446

MINUTE BY SHANN

Canberra, 23 March 1973

Confidential

Record of Conversation with Sir Morrice James, High Commissioner:
1. Prime Minister’s Trip to Europe, 2. Non-Aligned Conference

Sir Morrice called this morning at his request and we had an amiable gossip on a few matters not worth recording. Sir Morrice then raised the question of the Prime Minister’s visit to London and said that he would be talking to Sir John Bunting about it in due course. He was very hopeful that subjects for discussion between the Prime Minister and Mr Heath should be identified before the visit took place. I asked him whether he thought, in the light of the possibility of Mr Barnard’s visiting England in May, Sir Morrice having indicated knowledge of this possibility, the British would want to have substantial discussions with the Prime Minister on ANZUK and Five Power matters.

Sir Morrice said that he thought to go into any great depth on these questions would be doublebanking but that there would be merit in the two Prime Ministers’ outlining their general position on these matters.

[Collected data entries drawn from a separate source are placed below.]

PR #993, opened 2025-03-13
build: deploy use of converter config in GCE BUILD rule + DIREGAPIC action

vchudnov-g:
This will start working once the `WORKSPACE` file is updated to or past [this one](https://github.com/googleapis/disco-to-proto3-converter/commit/ebc9e9e267bfbc9a1173dd5f212a2dd03bf7b9d5); the source-of-truth of that is Google-internal and gets propagated out.

### DIFF
--- a/google/cloud/compute/v1/compute.config.json
+++ b/google/cloud/compute/v1/compute.config.json
@@ -1,0 +1,13 @@
+{
+  "converterVersion": "UNSPECIFIED",
+  "apiVersion": "",
+  "discoveryRevision": "",
+  "inlineSchemas" : [{
+    "schema": "",
+    "locations": {
+      "ErrorSet": [
+        "schemas.ManagedInstanceLastAttempt.errors"
+      ]
+    }
+  }]
+}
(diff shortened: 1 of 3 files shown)


google/cloud/compute/v1/compute.config.json
```diff
@@ -0,0 +1,13 @@
+{
+  "converterVersion": "UNSPECIFIED",
+  "apiVersion": "",
+  "discoveryRevision": "",
+  "inlineSchemas" : [{
+    "schema": "",
+    "locations": {
+      "ErrorSet": [
```
vchudnov-g, line 8: Please confirm this is a reasonable set for this inline schema that was causing the original problem.

chingor13 (approved):
Stamping this to unblock. I can't answer your question, so perhaps get confirmation before merging

vchudnov-g:
Adding `do not merge` until we get confirmation on the config from the GCE team.

vchudnov-g:
Thanks!

PR #1005, opened 2025-03-29
feat(http): add support for mapping headers to request fields

toumorokoshi:
Hello! This is primarily a way to start a conversation, but I wanted to illustrate a somewhat clear proposal as well.

This proposes a method to map HTTP headers to requests and  responses in a protobuf request.

This is useful for implementing IETF RFCs (such as 9110's if-match header) in HTTP+JSON apis that 
are exposed in gRPC-JSON transcoding.

This was also brought up in a GitHub discussion: (see https://github.com/googleapis/googleapis/discussions/749)

### DIFF
--- a/google/api/http.proto
+++ b/google/api/http.proto
@@ -45,17 +45,18 @@ message Http {
 // gRPC Transcoding is a feature for mapping between a gRPC method and one or
 // more HTTP REST endpoints. It allows developers to build a single API service
 // that supports both gRPC APIs and REST APIs. Many systems, including [Google
-// APIs](https://github.com/googleapis/googleapis),
-// [Cloud Endpoints](https://cloud.google.com/endpoints), [gRPC
-// Gateway](https://github.com/grpc-ecosystem/grpc-gateway),
-// and [Envoy](https://github.com/envoyproxy/envoy) proxy support this feature
-// and use it for large scale production services.
+// APIs](https://github.com/googleapis/googleapis), [Cloud
+// Endpoints](https://cloud.google.com/endpoints), [gRPC
+// Gateway](https://github.com/grpc-ecosystem/grpc-gateway), and
+// [Envoy](https://github.com/envoyproxy/envoy) proxy support this feature and
+// use it for large scale production services.
 //
 // `HttpRule` defines the schema of the gRPC/REST mapping. The mapping specifies
 // how different portions of the gRPC request message are mapped to the URL
-// path, URL query parameters, and HTTP request body. It also controls how the
-// gRPC response message is mapped to the HTTP response body. `HttpRule` is
-// typically specified as an `google.api.http` annotation on the gRPC method.
+// path, URL query parameters, HTTP headers, and HTTP request body. It also
+// controls how the gRPC response message is mapped to the HTTP response body.
+// `HttpRule` is typically specified as an `google.api.http` annotation on the
+// gRPC method.
 //
 // Each mapping specifies a URL path template and an HTTP method. The path
 // template may refer to one or more fields in the gRPC request message, as long
@@ -85,8 +86,8 @@ message Http {
 // - gRPC: `GetMessage(name: "messages/123456")`
 //
 // Any fields in the request message which are not bound by the path template
-// automatically become HTTP query parameters if there is no HTTP request body.
-// For example:
+// nor specified as values in `request_headers` automatically become HTTP query
+// parameters if there is no HTTP request body. For example:
 //
 //     service Messaging {
 //       rpc GetMessage(GetMessageRequest) returns (Message) {
@@ -112,14 +113,13 @@ message Http {
 //
 // Note that fields which are mapped to URL query parameters must have a
 // primitive type or a repeated primitive type or a non-repeated message type.
-// In the case of a repeated type, the parameter can be repeated in the URL
-// as `...?param=A&param=B`. In the case of a message type, each field of the
+// In the case of a repeated type, the parameter can be repeated in the URL as
+// `...?param=A&param=B`. In the case of a message type, each field of the
 // message is mapped to a separate parameter, such as
 // `...?foo.a=A&foo.b=B&foo.c=C`.
 //
-// For HTTP methods that allow a request body, the `body` field
-// specifies the mapping. Consider a REST update method on the
-// message resource collection:
+// For HTTP methods that allow a request body, the `body` field specifies the
+// mapping. Consider a REST update method on the message resource collection:
 //
 //     service Messaging {
 //       rpc UpdateMessage(UpdateMessageRequest) returns (Message) {
@@ -134,17 +134,15 @@ message Http {
 //       Message message = 2;   // mapped to the body
 //     }
 //
-// The following HTTP JSON to RPC mapping is enabled, where the
-// representation of the JSON in the request body is determined by
-// protos JSON encoding:
+// The following HTTP JSON to RPC mapping is enabled, where the representation
+// of the JSON in the request body is determined by protos JSON encoding:
 //
 // - HTTP: `PATCH /v1/messages/123456 { "text": "Hi!" }`
 // - gRPC: `UpdateMessage(message_id: "123456" message { text: "Hi!" })`
 //
-// The special name `*` can be used in the body mapping to define that
-// every field not bound by the path template should be mapped to the
-// request body.  This enables the following alternative definition of
-// the update method:
+// The special name `*` can be used in the body mapping to define that every
+// field not bound by the path template should be mapped to the request body.
+// This enables the following alternative definition of the update method:
 //
 //     service Messaging {
 //       rpc UpdateMessage(Message) returns (Message) {
@@ -165,14 +163,14 @@ message Http {
 // - HTTP: `PATCH /v1/messages/123456 { "text": "Hi!" }`
 // - gRPC: `UpdateMessage(message_id: "123456" text: "Hi!")`
 //
-// Note that when using `*` in the body mapping, it is not possible to
-// have HTTP parameters, as all fields not bound by the path end in
-// the body. This makes this option more rarely used in practice when
-// defining REST APIs. The common usage of `*` is in custom methods
-// which don't use the URL at all for transferring data.
+// Note that when using `*` in the body mapping, it is not possible to have HTTP
+// parameters, as all fields not bound by the path end in the body. This makes
+// this option more rarely used in practice when defining REST APIs. The common
+// usage of `*` is in custom methods which don't use the URL at all for
+// transferring data.
 //
-// It is possible to define multiple HTTP methods for one RPC by using
-// the `additional_bindings` option. Example:
+// It is possible to define multiple HTTP methods for one RPC by using the
+// `additional_bindings` option. Example:
 //
 //     service Messaging {
 //       rpc GetMessage(GetMessageRequest) returns (Message) {
@@ -203,18 +201,15 @@ message Http {
 //    message) are classified into three categories:
 //    - Fields referred by the path template. They are passed via the URL path.
 //    - Fields referred by the [HttpRule.body][google.api.HttpRule.body]. They
-//    are passed via the HTTP
-//      request body.
+//    are passed via the HTTP request body.
 //    - All other fields are passed via the URL query parameters, and the
 //      parameter name is the field path in the request message. A repeated
 //      field can be represented as multiple query parameters under the same
 //      name.
 //  2. If [HttpRule.body][google.api.HttpRule.body] is "*", there is no URL
-//  query parameter, all fields
-//     are passed via URL path and HTTP request body.
+//  query parameter, all fields are passed via URL path and HTTP request body.
 //  3. If [HttpRule.body][google.api.HttpRule.body] is omitted, there is no HTTP
-//  request body, all
-//     fields are passed via URL path and URL query parameters.
+//  request body, all fields are passed via URL path and URL query parameters.
 //
 // Path template syntax
 //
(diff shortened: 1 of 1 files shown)


google/api/http.proto
```diff
@@ -45,17 +45,18 @@ message Http {
 // gRPC Transcoding is a feature for mapping between a gRPC method and one or
 // more HTTP REST endpoints. It allows developers to build a single API service
 // that supports both gRPC APIs and REST APIs. Many systems, including [Google
-// APIs](https://github.com/googleapis/googleapis),
-// [Cloud Endpoints](https://cloud.google.com/endpoints), [gRPC
```
rofrankel, line 49: Nit:  this diff would be much easier to evaluate without spurious formatting changes.

google/api/http.proto
```diff
@@ -346,6 +339,18 @@ message HttpRule {
   // message type.
   string body = 7;
 
+  // The name of fields whose values are mapped to HTTP headers in a request. If
+  // a header has a case-insensitive match to a key in this map, the field in
+  // the request that matches the value will have it's value set with the value
```
rofrankel, line 344:
```suggestion
  // the request that matches the value will have its value set to the value
```

google/api/http.proto
```diff
@@ -346,6 +339,18 @@ message HttpRule {
   // message type.
   string body = 7;
 
+  // The name of fields whose values are mapped to HTTP headers in a request. If
```
rofrankel, line 342:
```suggestion
  // A mapping from HTTP headers to request fields. If
```

The text this would replace is describing the keys of the map, rather than the map itself.  It's also a little redundant with the second sentence.

google/api/http.proto
```diff
@@ -346,6 +339,18 @@ message HttpRule {
...
+  // a header has a case-insensitive match to a key in this map, the field in
```
rofrankel, line 343: What happens if multiple map values refer to the same field?  Would it make more sense to invert the mapping so that request fields rather than headers benefit from the uniqueness of keys?

I can't think of a realistic use case for mapping the same header to multiple fields, but it still seems better semantically than mapping multiple headers to the same field (which might even have undefined behavior if not otherwise specified here, e.g. given a naive implementation that effectively depends on the (undefined) ordering of map entries).

google/api/http.proto
```diff
@@ -346,6 +339,18 @@ message HttpRule {
...
+  // the request that matches the value will have it's value set with the value
+  // in the header.
+  //
+  // If a field is specified in this map, it will not be mapped to a query
+  // parameter.
+  //
+  // NOTE: the referred field must be present at the top-level of the request
```
rofrankel, line 350:
```suggestion
  // NOTE: the field must be a top-level field in the request
```

Phrasing nits, feel free to reject or adapt as you see fit.

rofrankel, line 350: Why is it a requirement that the field be top-level?  Is there a reason to prohibit `.`-delimited field paths?

google/api/http.proto
```diff
@@ -354,6 +359,15 @@ message HttpRule {
   // message type.
   string response_body = 12;
 
+  // The name of fields whose values are mapped to HTTP headers in a response.
```
rofrankel, line 362:
```suggestion
  // A mapping from response fields to HTTP headers in the response.
```

google/api/http.proto
```diff
@@ -354,6 +359,15 @@ message HttpRule {
...
+  // If a field is in the response that matches a value in this map, an HTTP
+  // response header with the name of the key in the map will be populated
+  // with that value.
+  //
+  // NOTE: the referred field must be present at the top-level of the request
```
rofrankel, line 367:
```suggestion
  // NOTE: the referred field must be present at the top-level of the request
```

(same two comments from above apply here)

google/api/http.proto
```diff
@@ -354,6 +359,15 @@ message HttpRule {
   // message type.
   string response_body = 12;
 
+  // The name of fields whose values are mapped to HTTP headers in a response.
+  // If a field is in the response that matches a value in this map, an HTTP
```
rofrankel, line 363: Same comment as above, but inverted:  what if multiple fields are mapped to the same header?  (The use case for mapping the same field value to multiple headers also seems like a stretch, but at least the behavior is better defined...)

rofrankel (changes requested):
+100 for the spec having a way to express this, thanks for drafting a proposal @toumorokoshi!

Added some comments on the details.

google/api/http.proto
wora: We should limit the complexity of initial implementation. If there is real need, we can relax the rule later.

google/api/http.proto
wora: This issue already exists today. For example, ?a=1&b=2&a=3&b=4

The current implementation, hence the semantics, is the last one wins.

rofrankel: Query params are ordered, so "last one wins" is well-defined.  But map entries are not ordered, so even if we wanted "last one wins" semantics, I'm not sure we could have them.

Inverting the maps seems to make this problem go away entirely.  Do you see any downsides to doing so?

google/api/http.proto
rofrankel: That's definitely a valid approach.  But iterating on the spec like this could be costly in terms of adoption and fragmentation.

For example, if we define the spec in this more limited way, and then Microsoft adds support for it, and then we expand the spec, Microsoft may take some amount of time to make another update (and even if they're quick about it, the changes could end up on either sides of a .NET version boundary).

And in parallel, some other implementation might only add support for header mapping once we eventually add full field paths to the spec.

So we could end up in a world where different implementations (or versions thereof) support header mappings in different ways, making the ecosystem a little more confusing for everyone.

I suspect that implementing this kind of field path traversal is probably not particularly expensive in the context of a full transcoding implementation.  So my gut says that the savings of a simpler initial spec change are probably not worth the potential overhead.  (And if it does turn out to be a problematic cost for a given implementation, that implementation could always (temporarily) support only the subset of the spec that doesn't allow field path traversal for header mappings, and could document its limitation.)

WDYT?

google/api/http.proto
```diff
@@ -346,6 +339,18 @@ message HttpRule {
   // message type.
   string body = 7;
 
+  // The name of fields whose values are mapped to HTTP headers in a request. If
+  // a header has a case-insensitive match to a key in this map, the field in
+  // the request that matches the value will have it's value set with the value
+  // in the header.
+  //
+  // If a field is specified in this map, it will not be mapped to a query
+  // parameter.
```
wora, line 348: The current implementation already allows a parameter be duplicated by body and HTTP query parameters. We cannot suddenly block a parameter from query parameter. That is a break changing.

google/api/http.proto
wora: That makes sense. In that case, we should support whatever is supposed by {param} syntax.

google/api/http.proto
wora: Can you spell out the details and let's see if it can fully address ambiguity?

google/api/http.proto
toumorokoshi: I don't think either is realistic - both keys and values should just be unique, so I think i'll just update it to state as such?

I can't think of a good reason to allow either multiple headers mapping to the same field, or multiple fields mapping to the same header.

google/api/http.proto
toumorokoshi: I think it's better to just state that the keys and values must all be unique here, allowing only 1-1 mappings. 

Is there really a good reason for allowing many-to-one in either direction? I can't think of one that wouldn't just lead to more esoteric behavior (e.g. if there's two mappings, which one wins?)

google/api/http.proto
toumorokoshi: updated to make them all unique, and we can carry on the larger discussion in the other thread.

google/api/http.proto
toumorokoshi: Updated to require all keys/values to be unique. thoughts?

google/api/http.proto
toumorokoshi: If an existing field was added to this map, then yes, I think that would be a breaking change. I imagined that, even once this mapping exists, then existing fields would not map to it.

I don't think the alternative is desirable: that would imply that any field not in the body would always be able to be provided as a query parameter, and then optionally a header parameter (by adding it to the map).

There would be no way to specify that a field is exclusively honored in the header.

google/api/http.proto
toumorokoshi: updated!

toumorokoshi:
@jskeet @noahdietz hi! we were discussing offline and felt you might be the right people to loop into this discussion.

We feel that a way to enable proto-HTTP header mappings is necessary for enabling gRPC APIs which can be transcoded to those that adhere to IETF RFCs (such as [9110's if-match](https://www.rfc-editor.org/rfc/rfc9110.html#name-preconditions)). 

This PR itself probably will not got anywhere, but I'm wondering if you have suggestions on how we could move this conversation forward.

noahdietz:
Hi hi!

> @jskeet @noahdietz hi! we were discussing offline and felt you might be the right people to loop into this discussion.

I've engaged with the folks that own this proto and the transcoding infra and will hopefully get someone from there involved.

> This PR itself probably will not got anywhere

Right, as you know, we'd need to update the internal proto and mirror it here.

> I'm wondering if you have suggestions on how we could move this conversation forward.

Let's keep discussing here, and I will try to get others to weigh in.

google/api/http.proto
rofrankel: There's protocol-level enforcement of key uniqueness, but value uniqueness needs to be implemented separately (e.g. by a linter).  Not the end of the world, of course.

> Is there really a good reason for allowing many-to-one in either direction? I can't think of one that wouldn't just lead to more esoteric behavior (e.g. if there's two mappings, which one wins?)

If you allow a header to be mapped to multiple request fields, or a response field to be mapped to multiple headers, then doesn't the "if there's two mappings, which one wins?" question go away?

toumorokoshi:
> Hi hi!
> 
> > @jskeet @noahdietz hi! we were discussing offline and felt you might be the right people to loop into this discussion.
> 
> I've engaged with the folks that own this proto and the transcoding infra and will hopefully get someone from there involved.
> 
> > This PR itself probably will not got anywhere
> 
> Right, as you know, we'd need to update the internal proto and mirror it here.
> 
> > I'm wondering if you have suggestions on how we could move this conversation forward.
> 
> Let's keep discussing here, and I will try to get others to weigh in.

Awesome! thank you for the help.

noahdietz:
> This was also brought up in a GitHub discussion: (see https://github.com/googleapis/googleapis/discussions/749)

@toumorokoshi I'm trying to get a better understanding of where this will ultimately be used. Have you contacted Envoy or grpc-gateway, two of the major OSS projects that implement grpc-HTTP transcoding, yet?

I'm not getting much traction myself and of course most teams are already committed to work for the foreseeable future...

toumorokoshi:
@noahdietz got it! Thanks for pushing.

Our main use case is to adopt IETF RFCs, specifically things like If-Match. https://datatracker.ietf.org/doc/html/rfc7232#section-3.1. We plan to recommend it for aep.dev: https://github.com/aep-dev/aeps/issues/289

We'll reach out to envoy and grpc-gateway too - thanks again!

toumorokoshi:
The level of effort required to support this change in the aformentioned codebases comes down to modifying these two repositories:

- https://github.com/grpc-ecosystem/grpc-httpjson-transcoding for envoy.
- https://github.com/grpc-ecosystem/grpc-gateway for grpc-gateway (it looks like modifying the code generation).

So it's not an intractable amount to get it working. Regarding not getting traction: @noahdietz is it possible to discuss this live with some group? I'd be great to see if there's some middle ground we can find here: both projects have said that having the annotation supported in google.api.http is a baseline requirement.

google/api/http.proto
```diff
@@ -346,6 +347,20 @@ message HttpRule {
   // message type.
   string body = 7;
 
+  // A mapping from HTTP headers to request fields. If
```
wora, line 350: A mapping from HTTP request headers to gRPC request fields. The map key corresponds to an HTTP header name (case-insensitive), and the map value corresponds to an gRPC request field path (using the same syntax as the path template).

google/api/http.proto
```diff
@@ -346,6 +347,20 @@ message HttpRule {
...
+  // a header has a case-insensitive match to a key in this map, the field in
+  // the request that matches the value will have its value set to the value
```
wora, line 352: that matches the value => the gRPC request field that is specified by the map value will ...

google/api/http.proto
```diff
@@ -346,6 +347,20 @@ message HttpRule {
...
+  // in the header.
```
wora, line 353: to the value in the header => to the value of the HTTP header.

We need to specify the precise encoding for string, bytes, number, etc.

google/api/http.proto
```diff
@@ -346,6 +347,20 @@ message HttpRule {
...
+  //
+  // All keys and values of this map **must** be unique.
+  //
+  // If a field is specified in this map, it will not be mapped to a query
```
wora, line 357: a field => a request field

google/api/http.proto
wora: will not be => must not be

Note: This doesn't work for Google APIs. Every Google API request field can be specified by an HTTP request parameter, regardless whether it is mentioned by google.api.http. Please verify other implementations of gRPC transcoding. The current implementation is copy every value from request parameters into body blindly.

google/api/http.proto
```diff
@@ -346,6 +347,20 @@ message HttpRule {
...
+  // parameter.
+  //
+  // The referred field is specified using the field path syntax in a path
```
wora, line 360: I don't think this is necessary if we adopt the suggestion above.

google/api/http.proto
```diff
@@ -354,6 +369,17 @@ message HttpRule {
   // message type.
   string response_body = 12;
 
+  // A mapping from response fields to HTTP headers in the response. If a field
```
wora, line 372: Similar comments as above.

maxgtr816 (approved):

maxgtr816 (approved):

We then had some discussion about the business of clearing away the ‘colonial relics’. These appear to fall into two categories: the first being matters such as the Royal Style and Titles, Letters of Credence, Agreement, etc. which were questions for discussion between the Prime Minister and The Queen of Australia.

The second category related to matters more properly discussed between the two Prime Ministers, in particular the non-applicability of parts of the Statute of Westminster to the Australian States, questions connected with the Privy Council, etc. These matters had been the subject of discussion between the British authorities and the Attorney-General, Senator Murphy,1 and according to Sir Morrice the ball was now in our court. We were, Sir Morrice said, preparing a document on these matters possibly involving the amendment of the Statute of Westminster for subsequent discussion between Britain and Australia. He expressed the view that it would be extremely helpful if this document could be completed and given legal consideration in both countries prior to the Prime Minister’s visit. Sir Morrice commented that while the Australian Prime Minister was a substantial lawyer in his own right,2 his own Prime Minister was not and would need legal advice prior to discussion of these questions. I said that I was unaware of the status of these matters but would see that what Sir Morrice had said was drawn to the attention of the proper authorities.

The burden of what the High Commissioner was saying is that it would be useful not only to identify the matters which might be discussed between the two Prime Ministers, but also perhaps to have some preliminary consultation on them. He did say, incidentally, that he hoped that the question of calling High Commissioners Ambassadors would be cleared out between the Governments of Britain, Canada, Australia and New Zealand and before it was raised at Commonwealth Heads of Government meeting in Ottawa in August.

Sir Morrice then went on to say that he had noticed references to non-alignment arising out of the recent visit of the Prime Minister of Yugoslavia. I said that it should be clear that we were not applying for non-aligned status. The Prime Minister had indicated an interest in the contacts between countries who described themselves as non-aligned and the possibility of Australia’s participating as an observer at the next Non-aligned Conference. The Yugoslavs expressed some willingness to try to facilitate this if need be. I told Sir Morrice that Australia, because of the international agreements to which she was a party, could not claim to be nonaligned. I told him that I thought some of our neighbours, including the Indonesians, while happy that we showed some interest in and sympathy for the non-aligned countries, were not only doubtful about the usefulness of the concept of non-alignment and the effectiveness of non-aligned conferences, but also could be somewhat nervous about the possibility of Australia’s showing too much interest in these ideas. It was possible that Indonesia and some of our other neighbours were anxious that the closeness of our relations with countries like the United States should be as fully maintained as possible because they attracted the interest of the United States towards this part of the world. It was also probably the case that a number of countries were more interested in Australia and her views because of the obvious breadth and closeness of these relationships.

1 See Documents 440 and 441 .

2 Whitlam studied law at the University of Sydney and was admitted to the New South Wales Bar in 1947.